Work required:
Please print only the top portion of the entries below, ending with the line that contains "Tested against both r-o-s 1.0.0 and 1.0.4.", exactly as written.

Stored data entries
PR #48, opened 2017-06-21
Get rid of unnecessary magic ["table"] RecursiveOpenStruct access

cben:
> *Toi, toi, toi!* (from an old superstition): An exclamation after a statement or declaration in order to prevent a hex from being put on it, accompanied by knocking on a wooden object such as a **table** with one’s knuckles.
> — http://forward.com/culture/15158/spit-your-way-to-safety-toi-toi-toi/ [**emphasis** mine]
> 
> The origin of the custom may be in Germanic folklore, wherein supernatural beings are thought to live in trees, and can be invoked for protection.
> — https://en.wikipedia.org/wiki/Knocking_on_wood

In our case the `obj["table"][:namespace]` incantation summons the tree of hashes that dwells inside a RecursiveOpenStruct, to ward off a monkey patch.
The custom to say `obj["table"][:namespace]` probably arose because `obj[:namespace]` didn't work either until recursive-open-struct 1.0.3 — but it also relies on obscure bug fixed in same 1.0.3!  We happen to be indirectly pegged on 1.0.0 but would break soon.
(See https://github.com/aetherknight/recursive-open-struct/issues/51, `[]` used to invoke `send`, which sees any method including `#namespace` — but also including the normally protected `attr_accessor :table` inherited from ruby's `OpenStruct`...)

There are safer ways to avoid clash with a method (`.to_h[:namespace]`).
But luckily manageiq's `Object#namespace` monkey patch got removed in Aug 2015 (https://github.com/ManageIQ/more_core_extensions/pull/20), and *tfu tfu tfu* is not coming back, so the whole dance is unnecessary, we can just use `.namespace` access :-)

Tested against both r-o-s 1.0.0 and 1.0.4.

@miq-bot add-label bug, technical dept

@simon3z @moolitayer I believe we should backport this.  Alternatively could peg older manageiq releases to r-o-s < 1.0.3 but that might prevent kubeclient / image-inspector-client upgrades.

### DIFF
--- a/app/models/manageiq/providers/kubernetes/container_manager/event_catcher_mixin.rb
+++ b/app/models/manageiq/providers/kubernetes/container_manager/event_catcher_mixin.rb
@@ -63,7 +63,7 @@ module ManageIQ::Providers::Kubernetes::ContainerManager::EventCatcherMixin
       :timestamp => event.object.lastTimestamp,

Written reply:
PR #48, opened 2017-06-21
Get rid of unnecessary magic ["table"] RecursiveOpenStruct access

cben:
> *Toi, toi, toi!* (from an old superstition): An exclamation after a statement or declaration in order to prevent a hex from being put on it, accompanied by knocking on a wooden object such as a **table** with one’s knuckles.
> — http://forward.com/culture/15158/spit-your-way-to-safety-toi-toi-toi/ [**emphasis** mine]
> 
> The origin of the custom may be in Germanic folklore, wherein supernatural beings are thought to live in trees, and can be invoked for protection.
> — https://en.wikipedia.org/wiki/Knocking_on_wood

In our case the `obj["table"][:namespace]` incantation summons the tree of hashes that dwells inside a RecursiveOpenStruct, to ward off a monkey patch.
The custom to say `obj["table"][:namespace]` probably arose because `obj[:namespace]` didn't work either until recursive-open-struct 1.0.3 — but it also relies on obscure bug fixed in same 1.0.3!  We happen to be indirectly pegged on 1.0.0 but would break soon.
(See https://github.com/aetherknight/recursive-open-struct/issues/51, `[]` used to invoke `send`, which sees any method including `#namespace` — but also including the normally protected `attr_accessor :table` inherited from ruby's `OpenStruct`...)

There are safer ways to avoid clash with a method (`.to_h[:namespace]`).
But luckily manageiq's `Object#namespace` monkey patch got removed in Aug 2015 (https://github.com/ManageIQ/more_core_extensions/pull/20), and *tfu tfu tfu* is not coming back, so the whole dance is unnecessary, we can just use `.namespace` access :-)

Tested against both r-o-s 1.0.0 and 1.0.4.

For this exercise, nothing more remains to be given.